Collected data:
____________
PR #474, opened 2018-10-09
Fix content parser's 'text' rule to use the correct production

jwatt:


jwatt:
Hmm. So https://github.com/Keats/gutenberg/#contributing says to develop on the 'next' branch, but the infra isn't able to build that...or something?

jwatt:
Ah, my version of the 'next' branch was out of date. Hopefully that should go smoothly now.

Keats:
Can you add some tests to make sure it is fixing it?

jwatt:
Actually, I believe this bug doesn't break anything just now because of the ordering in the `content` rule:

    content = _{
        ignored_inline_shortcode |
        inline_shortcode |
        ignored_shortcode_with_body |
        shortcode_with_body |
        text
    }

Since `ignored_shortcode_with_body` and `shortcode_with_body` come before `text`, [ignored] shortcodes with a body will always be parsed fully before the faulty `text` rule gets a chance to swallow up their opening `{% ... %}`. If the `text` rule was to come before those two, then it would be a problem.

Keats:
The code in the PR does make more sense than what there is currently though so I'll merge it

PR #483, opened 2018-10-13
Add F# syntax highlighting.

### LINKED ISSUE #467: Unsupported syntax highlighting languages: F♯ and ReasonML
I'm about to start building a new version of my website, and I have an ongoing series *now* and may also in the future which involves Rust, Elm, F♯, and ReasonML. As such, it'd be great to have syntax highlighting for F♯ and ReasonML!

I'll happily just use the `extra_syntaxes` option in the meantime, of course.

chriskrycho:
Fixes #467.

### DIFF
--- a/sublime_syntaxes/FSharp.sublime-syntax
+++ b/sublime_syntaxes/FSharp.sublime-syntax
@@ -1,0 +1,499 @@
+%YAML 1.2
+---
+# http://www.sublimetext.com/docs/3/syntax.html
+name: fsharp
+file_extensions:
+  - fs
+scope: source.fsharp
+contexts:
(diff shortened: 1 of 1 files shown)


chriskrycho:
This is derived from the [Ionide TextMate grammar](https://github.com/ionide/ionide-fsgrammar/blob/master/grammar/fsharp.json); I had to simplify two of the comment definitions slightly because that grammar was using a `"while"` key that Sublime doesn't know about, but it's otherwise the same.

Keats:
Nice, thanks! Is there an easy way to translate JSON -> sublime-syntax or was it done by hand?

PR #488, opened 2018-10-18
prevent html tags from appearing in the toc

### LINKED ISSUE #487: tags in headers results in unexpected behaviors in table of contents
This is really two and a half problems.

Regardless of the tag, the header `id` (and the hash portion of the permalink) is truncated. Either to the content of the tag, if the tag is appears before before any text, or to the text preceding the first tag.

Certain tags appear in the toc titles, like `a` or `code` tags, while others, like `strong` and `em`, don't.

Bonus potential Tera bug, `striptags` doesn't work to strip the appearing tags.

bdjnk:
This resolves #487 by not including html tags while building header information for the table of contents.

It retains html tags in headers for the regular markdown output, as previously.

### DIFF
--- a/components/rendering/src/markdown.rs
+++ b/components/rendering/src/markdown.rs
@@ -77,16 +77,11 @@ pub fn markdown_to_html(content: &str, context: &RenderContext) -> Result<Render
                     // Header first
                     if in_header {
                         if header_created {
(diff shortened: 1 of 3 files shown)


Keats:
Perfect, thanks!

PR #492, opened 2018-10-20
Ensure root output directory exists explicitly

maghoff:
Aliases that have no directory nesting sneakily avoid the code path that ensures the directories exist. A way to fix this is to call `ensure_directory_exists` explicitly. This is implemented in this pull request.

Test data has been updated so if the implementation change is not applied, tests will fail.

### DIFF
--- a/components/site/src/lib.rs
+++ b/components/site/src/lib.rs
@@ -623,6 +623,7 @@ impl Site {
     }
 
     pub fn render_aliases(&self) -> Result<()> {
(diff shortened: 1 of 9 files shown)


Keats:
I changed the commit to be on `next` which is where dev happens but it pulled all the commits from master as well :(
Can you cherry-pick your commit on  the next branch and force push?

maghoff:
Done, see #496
____________
Work item:
Some lines in the data above hold the string "shortened". Find and copy each of them.

Finished task:
(diff shortened: 1 of 1 files shown)
(diff shortened: 1 of 3 files shown)
(diff shortened: 1 of 9 files shown)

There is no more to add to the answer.